• Source data:
'''
PR #9284, opened 2026-07-13
ENH: Add Scroll mouse mode to browse slices by click-and-drag

lassoan:
Add a new "Scroll" mouse interaction mode alongside the existing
'''
• Directions for this task: The whole listing above is to be reproduced without any slip.

• Exercise answer:
PR #9284, opened 2026-07-13
ENH: Add Scroll mouse mode to browse slices by click-and-drag

lassoan:
Add a new "Scroll" mouse interaction mode alongside the existing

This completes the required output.